While perfecting his own art and learning to channel the inside voice outside, it seems like it's not as easy for Paul to tune in to his contemporaries. "It's been weird. I've been searching for some new stuff and looking for new artists to come on the scene to push the boundaries more, not even that. Just deliver. There are just albums made in the past that I consume and I think are great, just full of great songs that I'm trying to fill my mind and my brain with," he says.
Though Paul's willing to make an exception for a few of his favourite artists, like Lauv with whom LANY recorded viral 'Mean It' last year, or Ed Sheeran. "I feel like he's such a talented songwriter. It's unbelievable." Paul shares that he'd love to write a song with the red-headed pop star, but underlining that he's not really looking to ride on the coattails of people's success.
There's no need to do that, anyway. On 'Malibu Nights', the guys from LANY have proved to be well-rounded performers and professionals, and 'mama's boy' only solidifies it. Now, they're ready to rule world stages again, aiming for spring 2021. Whether it'd be an online or real-life tour, LANY's motivated to share new music with fans, and not to spoil the surprise, but the fourth album might be coming sooner than we'd expect. "This will be a first time when we put out an album and have plans to start writing a fourth one, which feels bizarre, but like I said we have to pivot and take the cards that we're dealt. If we can't go on tour, we may as well keep on writing some great songs," Paul reveals.
Many bands being in LANY's position would've taken it as a peak of their career. When you've reached millions of people, saw the world and put out two well-received records, is there more to dream of? According to LANY, yes. It's their faith in what they do and determination to become the best version of themselves that took them this far. Naturally, it's hard to know when to stop.
"In the past, I've been obsessed with trying to be the best band in the world, but if you'd ask a 100 people what the best band in the world was, they'd all have a different answer. Really what I'm becoming more obsessed is becoming the most improved band in the world, and I would say without the doubt that we are the most improved band in the world and on the planet. If you listen to the first EPs to 'mama's boy' you could make an argument that it's not even the same three guys," Paul comments.

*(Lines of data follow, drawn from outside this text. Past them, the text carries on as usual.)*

PR #1221, opened 2024-10-25
Convert lib files to TS: Part 1

camden11:
## Description and Context
See https://git.hubteam.com/HubSpot/hubspot-cli-issues/issues/684

This converts the first batch of file in the lib directory to TS. This was thankfully really easy due to our work on LDL - every type I needed for this already existed.

A couple other minor changes (as we discussed, these are not breaking changes since the CLI's only exportable is the actual CLI bin file)
* I updated `hasFlag` to use named export to match every other file in lib
* I deleted `getFunctionsArray` and moved it inline to the only place it was being used.

## Who to Notify


lib/enums/exitCodes.ts
```diff
@@ -1,13 +1,10 @@
...
  */
-const EXIT_CODES = {
+export const EXIT_CODES = {
   SUCCESS: 0,
   ERROR: 1,
   WARNING: 2,
-};
-
-module.exports = { EXIT_CODES };
+} as const;
```
camden11, line 10: Thought about maybe moving this into `constants` and deleting this file, but its used in so many different places and didn't want to make this PR confusing

lib/regex.ts
```diff
@@ -1,6 +1 @@
-// @ts-nocheck
-const STRING_WITH_NO_SPACES_REGEX = /^\S*$/;
-
-module.exports = {
-  STRING_WITH_NO_SPACES_REGEX,
-};
+export const STRING_WITH_NO_SPACES_REGEX = /^\S*$/;
```
camden11, line 1: Thought about maybe removing this file too, but figured regexes are confusing and this makes things clearer even though it's only used in two places

joe-yeager (approved):
Let's gooooo!

lib/regex.ts
brandenrodgers: I actually just killed this file in my PR here: https://github.com/HubSpot/hubspot-cli/pull/1222 . So keeping it around in your Pr is fine

brandenrodgers (approved):
It begins! 🙌

PR #1222, opened 2024-10-25
Trimming library utils

brandenrodgers:
## Description and Context

Trimming some of the clutter thats built up over time. This should hopefully make it easier to port to TS and add tests because we're cutting down on the total number of files. I'll leave inline comments to explain all of the changes, but this is targeting unnecessary files and utils in the `lib/` folder.


lib/interpolationHelpers.ts
brandenrodgers, line 1: This was only used in interpolation.ts and was relatively small

lib/getFunctionArrays.ts
```diff
@@ -1,19 +0,0 @@
-// @ts-nocheck
```
brandenrodgers, line 1: This was only used in commands/functions/list.ts

lib/environment.ts
```diff
@@ -1,15 +0,0 @@
-// @ts-nocheck
-const getPlatform = () => {
```
brandenrodgers, line 2: This was only used in usageTracking.ts

lib/debugInfo.ts
brandenrodgers, line 1: This is an outdated debugging util that doesn't provide much value and was never rolled out into the majority of the commands. We have newer debugging utils coming in soon that will replace the need for this

lib/marketplaceValidate.ts
brandenrodgers, line 1: renaming lib utils to follow the same naming convention

lib/prompts/accountsPrompt.ts
```diff
@@ -28,23 +27,6 @@ const selectAccountFromConfig = async (config, prompt) => {
   return selectedDefault;
 };
 
-const selectAndSetAsDefaultAccountPrompt = async config => {
```
brandenrodgers, line 31: This prompt does exactly the same thing as the one above it. I added a call to `updateDefaultAccount()` in the two places that this was being used

lib/prompts/activeInstallConfirmationPrompt.ts
```diff
@@ -1,21 +0,0 @@
-// @ts-nocheck
-const { promptUser } = require('./promptUtils');
```
brandenrodgers, line 2: This can be replaced by `confirmPrompt()`

lib/prompts/createFunctionPrompt.ts
```diff
@@ -2,8 +2,6 @@
 const { promptUser } = require('./promptUtils');
 const { i18n } = require('../lang');
 
-const { STRING_WITH_NO_SPACES_REGEX } = require('../regex');
```
brandenrodgers, line 5: No need to use a regex to check for string spaces when we can do it easily with `indexOf()`

lib/prompts/deployBuildIdPrompt.ts
brandenrodgers, line 1: Moved this into the command that was using it because it's a fairly simple prompt and doesn't take up much space. My thinking is that we can keep these dedicated prompt files, but we should only move prompts into here when they grow unwieldy or can't be implemented using the exports from promptUtils.ts

lib/prompts/promptUtils.ts
```diff
@@ -1,24 +1,45 @@
-// @ts-nocheck
 const inquirer = require('inquirer');
```
camden11, line 1: Remember to switch this to `import` when you convert things to TS

lib/prompts/promptUtils.ts
```diff
@@ -1,24 +1,45 @@
...
 
-const promptUser = async promptConfig => {
+// eslint-disable-next-line @typescript-eslint/no-explicit-any
+export const promptUser = async (promptConfig: any) => {
```
camden11, line 4: I think we could probably avoid using `any` here - at minimum could use `object`, but it also might be worth seeing if you can get a typed version of `inquirer` either with a newer version or `@types/inquirer`

lib/prompts/promptUtils.ts
```diff
@@ -1,24 +1,45 @@
...
   const prompt = inquirer.createPromptModule();
   return prompt(promptConfig);
 };
 
-const confirmPrompt = async (message, defaultAnswer = true) => {
+export const confirmPrompt = async (
```
camden11, line 9: Nit: we should use the `function` keyword over `const` when writing most TS functions. Pretty sure that was in the official HubSpot TS guidelines, although I can no longer find it. But it looks a lot cleaner too.

camden11 (commented):
Nice, this really cleans things up! A few minor comments - only blocking thing is some of the TS stuff in the prompt utils

lib/prompts/promptUtils.ts
brandenrodgers: done in [cc915d2](https://github.com/HubSpot/hubspot-cli/pull/1222/commits/cc915d22819ba914fcdfb84f88f28984e110cb07)

lib/prompts/promptUtils.ts
brandenrodgers: Ah good call. I made some bigger changes to this in [cc915d2](https://github.com/HubSpot/hubspot-cli/pull/1222/commits/cc915d22819ba914fcdfb84f88f28984e110cb07)

Inquirer has a `inquirer.prompt()` util that does exactly the same thing that this util was doing so I removed it. I also had to bump inquirer to v12 because our version (v8) wasn't an esm and didn't support imports

brandenrodgers: @camden11 scratch that, I ran into a ton of issues with this because inquirer v8 doesn't isn't an esm. I'm going to leave this as is for now because we can actually remove this export completely and directly leverage `inquirer.prompt()` everywhere once we bump the inquirer version to 12. I tried doing this in a way that didn't make the PR too crazy, but there are a ton of tests and files that would need to be updated.

commands/lint.ts
```diff
@@ -21,6 +19,33 @@ exports.command = 'lint <path>';
...
+    if (err.reason !== 'SYNTAX_ERROR') {
+      return;
+    }
+    ++count;
+    printHublValidationError(err);
+  });
+  logger.groupEnd(file);
+  return count;
+}
+
```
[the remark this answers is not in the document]
camden11: These functions have already been ported to TS - probably still worth moving the updated versions with types to this file even if you don't port the rest of `lint.ts`

camden11 (approved):
LGTM - `lint.ts` and `interpolation.ts` both have parts that have already been converted to TS so might be worth bringing over. But if it causes issues with the rest of those files, then nbd since porting them back alter will be super low effort

commands/lint.ts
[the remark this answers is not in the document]
brandenrodgers: 🤦 did this in [cc915d2](https://github.com/HubSpot/hubspot-cli/pull/1222/commits/cc915d22819ba914fcdfb84f88f28984e110cb07) and then reverted it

Despite coming off as immersed in their own world of sounds and visions, LANY's obsession with mastering their craft comes as a response to their mass of devoted followers. "We're signing tens of thousands of these albums. It really shows how amazing the fans are, how invested. I can't say thank you enough. It brings me so much joy. It sounds dumb, but it brings me so much joy to sit here and just sign so many posters because each one is a person and that person is so important to me, and to this band. We fought hard for every single one of these fans. It means everything to me," Paul says.
Taken from the October issue of Dork. LANY's album 'mama's boy' is out 2nd October.